Eddie- believe we have a rackage server, and seems to be good. Generally I ping around 17, maybe a bit less, in game reports around 77, although lately it has been rising to the 100-110 range. UK players (several in Scotland) are generally 100-130, others include Greece around 140-150, rarely get anything above 200. The odd one at 250, but thats about it, bar a few 300s from the outer reaches.

Last time I was on yours I got about 80 I think, might have to try aain and see how it is.

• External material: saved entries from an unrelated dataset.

PR #1030, opened 2026-06-29
Seed a multi_value list default element-wise

### LINKED ISSUE #1736: devices/add_component internal_error on a list-valued locked pin (octal SPI data_pins)
### Symptom

Running the Lanbon L9 "full setup", step 3 adds the **SPI Bus**. Clk Pin (GPIO21) and Data Pins (6,7,15,16,10,9,46,3) are correctly pre-filled and locked, but clicking **Add** fails with:

```
internal_error: Command failed: devices/add_component
```

`internal_error` (not a typed `CommandError`) means an unhandled exception escaped the handler.

### Likely cause

This is the first runtime path to receive a **list-valued locked pin** (octal SPI `data_pins`), emitted by the catalog as `{"value": [6,7,15,16,10,9,46,3], "locked": true}` (added in #1734).

`devices/add_component` (`controllers/devices/add_component.py`) calls `_apply_featured_presets` (`controllers/devices/helpers.py`) then `merge_component_yaml` (`helpers/yaml/component.py`). For a PIN-typed field `_apply_featured_presets` runs the value through `_normalize_pin_value`, and `merge_component_yaml` renders the pin; both were written for a scalar pin (bare GPIO / `{number: ...}` mapping), not a list. A list value most likely throws there.

### Repro

1. Open the Lanbon L9 device, run the full-setup wizard (or add the SPI Bus featured component directly).
2. Leave the locked Clk Pin / Data Pins as-is.
3. Click Add -> `internal_error: Command failed: devices/add_component`.

### Fix direction

Handle a list-valued PIN preset end to end in `_apply_featured_presets` (normalize/compare per element) and `merge_component_yaml` (emit the list as `data_pins:`), with a unit test for an octal SPI bus add. Related to the conflict-detector gap #1735 (same list-valued-pin root, different code path).

bdraco:

A featured component with a locked `multi_value` PIN field whose preset value is already a list (octal SPI `data_pins`, e.g. `[6, 7, 15, 16, 10, 9, 46, 3]`) rendered the whole list as a single comma-joined row ("6,7,15,16,10,9,46,3") instead of eight locked rows, and clicking Add submitted that lone string, which the backend rejected with `internal_error: Command failed: devices/add_component`.

`seedDefaults` (`add-component-form-seed.ts`) seeded a multi_value default as `[String(entry.default_value)]`, which for a list default collapses it to a one-element array of the joined string. This spreads an already-list default element-wise (preserving each value's type, so pin ints stay ints) and only wraps a scalar default into a one-element array. The multi-value field then renders one locked row per pin and Add submits the real 8-int list.

Surfaced by the new backend bus-lift (esphome/device-builder#1734), which is the first to emit list-valued locked pins.

- fixes https://github.com/esphome/device-builder/issues/1736

## Types of changes

## Checklist

- [x] `npm run lint` passes.
- [x] `npm run test` passes.

### DIFF
--- a/src/components/device/add-component-form-seed.ts
+++ b/src/components/device/add-component-form-seed.ts
@@ -136,8 +136,13 @@ export function seedDefaults(
       continue;
     }
     if (entry.default_value != null) {
+      // A multi_value default can already be a list (octal SPI `data_pins`,
+      // `[6, 7, 15, ...]`); spread it element-wise so each value seeds its own
+      // row with its original type. Only wrap a scalar default into a list.
       out[entry.key] = entry.multi_value
-        ? [String(entry.default_value)]
+        ? Array.isArray(entry.default_value)
+          ? [...entry.default_value]
+          : [String(entry.default_value)]
         : entry.default_value;
     } else if (entry.multi_value && entry.required) {
       out[entry.key] = [];
--- a/test/components/device/add-component-form-seed-fns.test.ts
+++ b/test/components/device/add-component-form-seed-fns.test.ts
@@ -230,6 +230,25 @@ describe("seedDefaults", () => {
     expect(seedDefaults(entries, "", localize)).toEqual({ tags: ["a"] });
   });
 
+  it("spreads a multi_value list default element-wise (octal SPI data_pins)", () => {
+    const entries: ConfigEntry[] = [
+      makeConfigEntry({
+        key: "data_pins",
+        type: ConfigEntryType.PIN,
+        required: true,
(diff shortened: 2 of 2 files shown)


esphbot (approved):
No blocking issues found.

bdraco:
Thanks for the reviews. esphbot approved and Copilot's overview raised no actionable inline comments; no changes needed. The fix preserves list element types so octal `data_pins` seed as individual rows and submit as the int list.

It seems that lag is becoming a bigger problem, regardless of ping. Hitreg is failing to register properly- lot of 1 shot kills appear, but checking with the shooter shows they got a stream of hits. Many good hits (with indicators) failing to register on the targets end, again regardless of ping. Some thought say it is down to the old plasma backend, which is slowing down and causing lag. Whatever the cause, lag is getting to be a worse problem, and does not seem to be ping related to as great an extent as it really should.


----------



## Osku598 (Feb 14, 2011)

I try it again when i got a bit time, but i report if it solves it. Let's hope the best


----------



## Osku598 (Feb 14, 2011)

No i don't get it work i think it's in the program, but works better than then when i start playing first time. Let's look forward!


----------



## Osku598 (Feb 14, 2011)

Ea guys didnt get this to work with me so i think that you cant also. Thx for all help. Of course you can send some reply to me if you have ideas


----------